Investors are dealing with so much the Russia-Ukraine war, Federal Reserve policy, inflation, China’s economic slowdown and it all just makes it hard for them to rationalize holding any assets for too long, said Fawad Razaqzada, market analyst at City Index. At the most basic level, he said, investor confidence has been badly shaken by the selloff.

In after-hours trading, investors were looking for Friday’s rally to push at least a temporary bottom. Several analysts indicated it had.

But in a bigger picture sense, the shifts in monetary policy and pickup in inflation have changed the relationship between stocks and bonds at a fundamental level, said Evercore ISI analyst Julian Emanuel.

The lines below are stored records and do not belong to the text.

PR #2412, opened 2025-06-24
fix: failed to create savings account

itsPronay:
Fixes - https://mifosforge.jira.com/browse/MIFOSAC-471

https://github.com/user-attachments/assets/e8349e25-31fb-4f40-9e50-f690479e724d


revanthkumarJ (approved):

biplab1:
Looks good to me. I noticed two notifications showing recent savings account being created. Screenshot attached for reference.

savings-account-creation-notification

biplab1 (approved):

core/model/src/commonMain/kotlin/com/mifos/core/model/objects/payloads/SavingsPayload.kt
```diff
@@ -9,9 +9,12 @@
...
 package com.mifos.core.model.objects.payloads
 
+import kotlinx.serialization.Serializable
+
 /**
  * Created by nellyk on 2/10/2016.
  */
+@Serializable
 class SavingsPayload {
     var productId: Int? = null
```
Nagarjuna0033, line 19: @itsPronay are we still using var

itsPronay: we havent refactored the model classes yet, all the classes in the model package are still using var. 
only the room entity classes were refactored earlier while doing room migration

niyajali (approved):

Issue #475, opened 2017-01-22
Incorrect content in client screen, if data are not available.


k4wel:
**Summary:** 

3 same rows ''Saving Accounts' in client screen.

**Steps to reproduce:** 

1. Go to the list of clients.
2. Turn off the Internet
3. Select any client

**Expected behavior:** 

Normally, we should see lists of loan, saving and recurring accounts.  And even when data are not available, we should see the same with zeros.

**Observed behavior:** 

We see 3 lines "Saving accounts"

**Screenshots:** 

![screenshot_20170122-135931](https://cloud.githubusercontent.com/assets/22119535/22182326/90ed1f66-e0ab-11e6-8c4b-ad0cdb49927e.png)

mayank-kgp:
@TypicalGitHubUser  Are you working on it or should I try?

TypicalGitHubUser:
@mayank-kgp I think you can try. I`m not sure I can take care of it in the short run.

mayank-kgp:
@TypicalGitHubUser I think we can't see the details because details would be fetched from API when we click on any client from the list.  If we turn off the internet before clicking on any item, the details are not available. 
Please give a comment.

TypicalGitHubUser:
@mayank-kgp 3 lines with exatcly the same name instead of 3 diffferent looks odd and may create negative impression of app. Either correct names or hide them at all would be more appropriate.

mayank-kgp:
I think we should take a suggestion of @therajanmaurya

edcable:
Just confirming that I'm facing the same issue. I will let @therajanmaurya make the final call but agree with @TypicalGitHubUser that it shouldn't display 3 rows of savings accounts but rather the same account headings you would see if online, simply with no data.

therajanmaurya:
@TypicalGitHubUser you are right. If network request failed for some reason. App show should 
"Failed to fetch client details and account." and hide the whole UI and show instead of an ImageView and TextView with a message and on swipe refresh user can make the request again for data.

If anyone wants to pick who can. Please be careful ClientDetailsFragment code.

mayank-kgp:
@therajanmaurya I would like to work on this issue.
Any suggestion or something that you want to tell about before working?

therajanmaurya:
@mayank-kgp Go ahead.

hardik124:
@therajanmaurya  i would like to work on this.

Kigamba:
I would like to work on this @edcable @therajanmaurya

[...]

PR #2413, opened 2025-06-25
fix : Group Module (api), added Navigations in Feature Nav Host

revanthkumarJ:
Fixes - [Jira-#475](https://mifosforge.jira.com/browse/MIFOSAC-475)

What achieved in this PR:
on clicking group clients getting serializable error , added serailizable tag
navigations are missing in Feature NavHost : Added all of them
on clicking settings instance url after updating , app crashing - resolved
Group List Item not same as dev branch so replaced with dev code

image


cmp-navigation/src/commonMain/kotlin/cmp/navigation/navigation/FeatureNavHost.kt
```diff
@@ -113,7 +126,7 @@ internal fun FeatureNavHost(
             addGroupLoanAccount = appState.navController::navigateToGroupLoanScreen,
             addSavingsAccount = appState.navController::navigateToAddSavingsAccount,
             loadDocumentList = appState.navController::navigateToDocumentListScreen,
-            clientListFragment = {},
+            clientListFragment = { _ -> appState.navController.navigateToClientListScreen() },
```
itsPronay: We don't need to pass data if we are not using it

feature/groups/src/commonMain/kotlin/com/mifos/feature/groups/groupList/GroupsListScreen.kt
```diff
@@ -85,22 +89,42 @@ fun GroupItem(
...
+                    { Text(text = it) }
+                },
+                trailingContent = {
+                    Row(
+                        verticalAlignment = Alignment.CenterVertically,
+                        horizontalArrangement = Arrangement.spacedBy(4.dp),
+                    ) {
+                        if (group.sync) {
+                            Icon(imageVector = MifosIcons.DoneAll, contentDescription = "Sync")
+                        }
```
itsPronay: i think using a default value would be better instead of doing 
`
data?.let {
                    { Text(text = it) }
}
`


we can use this instead
                    `{ Text(text = it ?: "null or something else") }`

revanthkumarJ: like if accountNumber is null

Stocks can still rise, he said, but due to rising bond yields, the potential for equities will be “truncated,” not “runaway.”

Among individual stocks, shares of Twitter were down $3.33, or 8.2%, at $37.39 on Monday after Elon Musk said on Saturday that the company’s legal team claimed he had violated a nondisclosure agreement. Mr. Musk said Friday that his $44 billion deal to buy the social-media company was “on hold,” sending shares of the company down almost 10%.

Spirit Airlines leaped $2.29, or 13 percent, to $19.27 after The Wall Street Journal reported that JetBlue Airways intended to make a hostile attempt to acquire the discount carrier. Shares of JetBlue fell 61 cents, or 6.1 percent, to $9.45.

McDonald’s shares fell $1, or 0.4 percent to $244.04 after the company announced it would exit Russia and sell its business there.

In bond markets, yields remained low, with the benchmark 10-year US Treasury note dipping 0.055 percentage point to 2.877% from 2.932% on Friday.

In commodities, US crude oil rose 3.4% to $114.20 a barrel. The national average price of regular gas at the pump in the United States climbed to a peak of $4.48 a gallon, AAA said.

Surprisingly, one signal investors are looking at to determine if we’ve hit a bottom is bitcoin. The cryptocurrency slumped last week in the wake of a collapse in the stablecoin TerraUSD and is down around 35% for the year. But as bitcoin has grown more closely tethered to the broader capital markets, some investors are treating its fluctuations as a barometer of speculative appetite, analysts said.

On Monday, bitcoin ticked down a little bit, but after last week’s carnage, some analysts were reading that as a sign of markets stabilizing. “Stock investors are definitely watching this,” said Barry Bannister, Stifel’s chief equity strategist, of bitcoin’s moves.